So now that we know that we need to use image morphology, let me show you how I came to this conclusion that I wanted to use an opening operation with that particular structuring element. Now to do this, I'm going to click on the Apps tab in MATLAB. And this lists all the apps that I have installed in MATLAB. Now most MATLAB toolboxes come with a set of apps. But I'm actually going to use an app called morphTo. This app was created by Brett Shoelson, who's an application engineer here at the MathWorks. And this is available on the MATLAB file exchange for free.
So what I'm going to do is I'm going to import a variable from my workspace, which in this case would be the foreground. And want the morphTo app does is it lets me try out all the different morphological operations available in MATLAB, so I can figure out what works for my problem. So I'm going to try the dilate function first. And as you can tell, that's made my noise situation much worse. That's not ideal!
The erosion function actually gets rid of all the noise, but it actually damages some of these moving pixels that I want to keep. So that's also not ideal. I then tried the imopen function, which is an erosion followed by a dilation, which does a fantastic job of removing the noise and keeps all my moving objects intact. And I'm also going to try the other operations available, but as you can see, they don't do quite as good a job as the imopen.
So I'm going to select on imopen, and then the next thing I can do is try all the different filtering elements and the different sizes for filtering elements, before I finally settle down on a disk of radius 1, because that seems to give me the best results. And that is exactly how I figured out that I wanted to use the opening operation with the filtering element of disk with radius 1.
Now once you have a clean foreground, the next thing to do is to group the moving pixels together so that you can segment them into different moving objects. Now to do this, I'm going to use a methodology called connected component analysis. And this is implemented in another system object called blob analysis. So let's look at the help to learn a little bit more about it.
So as you can see, blob analysis computes the statistics of connected regions in a binary image. So in this case, the binary image is going to be the clean foreground. Let's look at the statistics it gives us. So it tells you things like the area of the regions, the centroids, the bounding boxes, the size of the major and minor axes, and the orientation.
So I'm going to create the system object. I'm going to have it list out the bounding boxes of all the connected components. And I'm also going to tell it to filter out all objects whose pixel area is less than 150. So this is really going to give me some extra nice filtering that I wasn't able to achieve with my morphology. So let me run that section.
And now let's move on to our main processing loop. So as you can see, the first thing I do is I read in my video frame by stepping the video file reader. I then pass that video frame through the foreground detector, and I take the output from the foreground detector, and I perform the opening operation on it. I then pass the clean photograph through the blob analysis system object. And basically what this does is it lists all the bounding boxes of the connected components in each frame.

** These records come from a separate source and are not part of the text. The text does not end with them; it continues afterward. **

PR #28824, opened 2024-11-06
fix(core): add workspaces path if package path is not included

xiongemi:
## Current Behavior

- when import to a path where is not in the workspaces, it currently just shows a warning. however, it will cause an error like "module not found" because there are packages not installed.

## Expected Behavior

- automatically add to the workspaces
Screenshot 2024-11-08 at 12 58 42 AM

## Related Issue(s)

Fixes #

### DIFF
--- a/packages/nx/src/command-line/import/import.ts
+++ b/packages/nx/src/command-line/import/import.ts
@@ -1,8 +1,6 @@
-import { dirname, isAbsolute, join, relative, resolve } from 'path';
-import { minimatch } from 'minimatch';
+import { isAbsolute, join, relative, resolve } from 'path';
 import { existsSync, promises as fsp } from 'node:fs';
 import * as chalk from 'chalk';
-import { load as yamlLoad } from '@zkochan/js-yaml';
 import { cloneFromUpstream, GitRepository } from '../../utils/git-utils';
 import { stat, mkdir, rm } from 'node:fs/promises';
 import { tmpdir } from 'tmp';
@@ -13,8 +11,10 @@ import { detectPlugins, installPlugins } from '../init/init-v2';
 import { readNxJson } from '../../config/nx-json';
 import { workspaceRoot } from '../../utils/workspace-root';
 import {
+  addPackagePathToWorkspaces,
   detectPackageManager,
   getPackageManagerCommand,
+  getPackageWorkspaces,
   isWorkspacesEnabled,
   PackageManager,
   PackageManagerCommands,
@@ -28,7 +28,7 @@ import {
   getPackagesInPackageManagerWorkspace,
   needsInstall,
 } from './utils/needs-install';
-import { readPackageJson } from '../../project-graph/file-utils';
+import { minimatch } from 'minimatch';
 
 const importRemoteName = '__tmp_nx_import__';
 
@@ -280,6 +280,13 @@ export async function importHandler(options: ImportOptions) {
     });
   }
 
+  await handleMissingWorkspacesEntry(
+    packageManager,
+    pmc,
+    relativeDestination,
+    destinationGitClient
+  );
+
   // If install fails, we should continue since the errors could be resolved later.
   let installFailed = false;
   if (plugins.length > 0) {
@@ -324,8 +331,6 @@ export async function importHandler(options: ImportOptions) {
       ],
     });
   }
-
-  await warnOnMissingWorkspacesEntry(packageManager, pmc, relativeDestination);
 
   if (source != destination) {
     output.warn({
@@ -391,13 +396,15 @@ async function createTemporaryRemote(
   await destinationGitClient.fetch(remoteName);
 }
 
-// If the user imports a project that isn't in NPM/Yarn/PNPM workspaces, then its dependencies
-// will not be installed. We should warn users and provide instructions on how to fix this.
-async function warnOnMissingWorkspacesEntry(
+/**
+ * If the user imports a project that isn't in the workspaces entry, we should add that path to the workspaces entry.
+ */
+async function handleMissingWorkspacesEntry(
   pm: PackageManager,
   pmc: PackageManagerCommands,
-  pkgPath: string
-) {
+  pkgPath: string,
+  destinationGitClient: GitRepository
+): Promise<void> {
   if (!isWorkspacesEnabled(pm, workspaceRoot)) {
     output.warn({
       title: `Missing workspaces in package.json`,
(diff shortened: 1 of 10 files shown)


packages/nx/src/utils/package-manager.ts
```diff
@@ -478,3 +481,76 @@ export async function packageRegistryPack(
...
+    const updatedPackageJson = {
+      ...packageJson,
+      workspaces,
+    };
+    const packageJsonPath = join(root, 'package.json');
+    writeJsonFile(packageJsonPath, updatedPackageJson);
+  } else if (packageManager === 'pnpm') {
+    const yamlPath = join(root, 'pnpm-workspace.yaml');
+    let yaml: any = {};
+    if (existsSync(yamlPath)) {
```
jaysoo, line 549: Would this preserve YAML comments? I haven't tried it yet.

packages/nx/src/command-line/import/import.ts
```diff
@@ -391,76 +392,66 @@ async function createTemporaryRemote(
...
+  let added = false;
+  try {
+    added = addPackagePathToWorkspaces(pm, workspaceRoot, pkgPath);
+  } catch {
+    return;
+  }
+  if (!added) {
+    return;
+  }
+  await destinationGitClient.amendCommit();
```
FrozenPandaz, line 412: I think this should all be under the `isWorkspacesEnabled` section right?

packages/nx/src/command-line/import/import.ts
```diff
@@ -391,76 +392,66 @@ async function createTemporaryRemote(
...
           ? [
               `We recommend enabling Bun workspaces to install dependencies for the imported project.`,
-              `Add \`"workspaces": ["${pkgPath}"]\` to package.json and run "${pmc.install}".`,
+              `Added \`"workspaces": ["${pkgPath}"]\` to package.json.`,
               `See: https://bun.sh/docs/install/workspaces`,
             ]
           : [
               `We recommend enabling PNPM workspaces to install dependencies for the imported project.`,
-              `Add the following entry to to pnpm-workspace.yaml and run "${pmc.install}":`,
+              `Added the following entry to to pnpm-workspace.yaml:`,
```
FrozenPandaz, line 437: I don't think this should change. If someone doesn't have `npm workspaces` setup, we shouldn't enable it for them. We should keep it as is and tell them to enable it altogether. If someone does have `npm workspaces` enabled, then that's when we should add it for them.

packages/nx/src/command-line/import/import.ts
```diff
@@ -391,76 +392,66 @@ async function createTemporaryRemote(
...
+      bodyLines:
+        pm === 'npm' || pm === 'yarn' || pm === 'bun'
+          ? [
+              `The imported project (${pkgPath}) is missing the "workspaces" field in package.json.`,
+              `Added "${pkgPath}" to workspaces.`,
+            ]
+          : [
+              `The imported project (${pkgPath}) is missing the "packages" field in pnpm-workspaces.yaml.`,
+              `Added "${pkgPath}" to packages.`,
+            ],
```
FrozenPandaz, line 454: Can we make this a success message instead of a warning? It should tell people that nx has successfully added the path to the workspaces/packages field.

FrozenPandaz (changes requested):

packages/nx/src/command-line/import/import.ts
xiongemi: changed

packages/nx/src/command-line/import/import.ts
xiongemi: changed back

packages/nx/src/command-line/import/import.ts
xiongemi: changed

packages/nx/src/utils/package-manager.ts
xiongemi: changed the code, it now preserves comments

packages/nx/src/command-line/import/import.ts
```diff
@@ -280,21 +284,44 @@ export async function importHandler(options: ImportOptions) {
...
   // If install fails, we should continue since the errors could be resolved later.
   let installFailed = false;
   if (plugins.length > 0) {
+    output.log({ title: 'Installing Plugins' });
     try {
-      output.log({ title: 'Installing Plugins' });
-      installPlugins(workspaceRoot, plugins, pmc, updatePackageScripts);
-
-      await destinationGitClient.amendCommit();
+      runPackageManagerInstallPlugins(workspaceRoot, pmc, plugins);
```
FrozenPandaz, line 299: This is unrelated.

packages/nx/src/command-line/import/import.ts
```diff
@@ -428,39 +455,47 @@ async function warnOnMissingWorkspacesEntry(
...
-      const packageJson = readPackageJson();
-      workspaces = packageJson.workspaces;
-    } else if (pm === 'pnpm') {
-      const yamlPath = join(workspaceRoot, 'pnpm-workspace.yaml');
-      if (existsSync(yamlPath)) {
-        const yamlContent = await fsp.readFile(yamlPath, 'utf-8');
-        const yaml = yamlLoad(yamlContent);
-        workspaces = yaml.packages;
-      }
+    let workspaces: string[] = getPackageWorkspaces(pm, workspaceRoot) ?? [];
```
FrozenPandaz, line 458: getPackageWorkspaces should at least return an empty array if workspaces is indeed enabled.

packages/nx/src/command-line/import/import.ts
```diff
@@ -428,39 +455,47 @@ async function warnOnMissingWorkspacesEntry(
...
-                  `Add "${pkgsDir}/*" to packages run "${pmc.install}".`,
-                ],
-        });
-      }
+    let added = false;
+    try {
+      added = addPackagePathToWorkspaces(pm, workspaceRoot, pkgPath);
+    } catch {
+      // ignore error
+    }
```
FrozenPandaz, line 469: Why would this error?

packages/nx/src/command-line/init/init-v2.ts
```diff
@@ -36,33 +37,73 @@ export interface InitArgs {
   integrated?: boolean; // For Angular projects only
 }
 
-export function installPlugins(
+export function runPackageManagerInstallPlugins(
```
FrozenPandaz, line 40: This is unrelated

packages/nx/src/utils/package-manager.ts
```diff
@@ -478,3 +494,120 @@ export async function packageRegistryPack(
...
+    packageManager === 'bun'
+  ) {
+    const packageJson = readPackageJson(root);
+    workspaces = packageJson.workspaces;
+  } else if (packageManager === 'pnpm') {
+    const pnpmWorkspacePath = join(root, 'pnpm-workspace.yaml');
+    if (existsSync(pnpmWorkspacePath)) {
+      const { packages } =
+        readYamlFile<{ packages: string[] }>(pnpmWorkspacePath) ?? {};
+      workspaces = packages;
```
FrozenPandaz, line 520:
```suggestion
      workspaces = packages ?? [];
```

packages/nx/src/utils/package-manager.ts
```diff
@@ -478,3 +494,120 @@ export async function packageRegistryPack(
...
+export function addPackagePathToWorkspaces(
+  packageManager: PackageManager = detectPackageManager(),
+  root: string = workspaceRoot,
+  packagePath: string
+): boolean {
+  let workspaces: string[] = getPackageWorkspaces(packageManager, root) ?? [];
+  const isPkgIncluded = workspaces.some((w) => minimatch(packagePath, w));
+  if (isPkgIncluded) {
+    return false;
+  }
```
FrozenPandaz, line 544: Can we not check this.. and always add it? It's up to the user of this function to check if it already exists.And then this function does not need to return a boolean.

packages/nx/src/utils/package-manager.ts
```diff
@@ -478,3 +494,120 @@ export async function packageRegistryPack(
...
+      writeFileSync(
+        pnpmWorkspacePath,
+        YAMLStringify({
+          packages: [packagePath],
+        })
+      );
+    }
+    return true;
+  }
+  return false;
```
FrozenPandaz, line 612: All the package managers are handled right?

FrozenPandaz (changes requested):

packages/nx/src/command-line/init/init-v2.ts
xiongemi: removed

packages/nx/src/utils/package-manager.ts
xiongemi: changed

FrozenPandaz (approved):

So then the next thing for me to do is to just simply count the number of bounding boxes, and that tells me how many moving objects are in each frame. I'm also going to use the information from these bounding boxes to draw green rectangles around each of the moving objects, just so I have a better visualization as to which objects are moving. So let's run this processing loop and see what we get.

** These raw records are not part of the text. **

PR #28825, opened 2024-11-06
feat(rspack): move logic for withNx to applyBaseConfig and bring in line with webpack

Coly010:
## Current Behavior

`withNx` from `@nx/rspack` is not reflective of what `@nx/webpack` does.

## Expected Behavior

Bring `withNx` in line with `@nx/webpack`


packages/rspack/src/plugins/utils/apply-base-config.ts
```diff
@@ -0,0 +1,418 @@
...
+              syntax: 'typescript',
+              decorators: true,
+              tsx: true,
+            },
+            transform: {
+              react: {
+                pragma: 'React.createElement',
+                pragmaFrag: 'React.Fragment',
+                throwIfNamespace: true,
+                development: false,
```
ndcunningham, line 404: Before, I think this was determined based on `NODE_ENV` or `options.mode` should this still be the case?

Coly010: Hmm 🤔 good spot, yes likely

ndcunningham (approved):

packages/rspack/src/utils/config.ts
```diff
@@ -90,13 +90,15 @@ function ensureNxRspackExecutionContext(ctx: NxRspackExecutionContext): void {
   const configurationName = process.env.NX_TASK_TARGET_CONFIGURATION;
   const projectGraph = readCachedProjectGraph();
   const projectNode = projectGraph.nodes[projectName];
+  console.log('>>>DBG>>>', projectNode, projectName, projectNode.data.root);
```
jaysoo, line 93: Remove

jaysoo (approved):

And there's a video of our clean foreground. And there are results where you can see I've drawn green rectangles around the moving objects. And I'm actually displaying a count of the moving objects in the top left hand corner of the screen there.
Now detecting moving objects is actually just a first step in analyzing the flow of traffic. The next thing to do would be to actually track these moving objects through the video to figure out which direction they're moving and how fast they're going. I'm going to talk about object tracking a little bit more in the next section. Now let me show you how I extended the current example, where we simply detected the objects.
Now what I did was I used a Kalman filter to track the detected objects. And the Kalman filter actually gives me a prediction of the direction the cars are moving. And I use this information to change the color of the bounding boxes around the cars.
So in summary, to analyze the flow of traffic, we learned about using background subtraction to detect the moving pixels. We then learned about how you can use morphology to clean up the foreground mask, and then how to use connected component analysis to segment these objects. And then we also talked really briefly about how you can extend this analysis with object tracking.
Now for my final example, I'm going to show you how to track a person's movement from frame to frame in video. So I'm going to take this video of Dima here. Now Dima is one of the developers of the Computer Vision Toolbox. And I'm going to detect his face and then track how he's moving from frame to frame in this video.
Now doing this is a 2-step process. I first need to detect the person object I'm trying to track, which in this case would be Dima's face. And I'm then going to use a point tracking algorithm to track the person's movements from frame to frame. Now to perform the object detection under detect Dima's face, I'm going to use something called a cascade object detector.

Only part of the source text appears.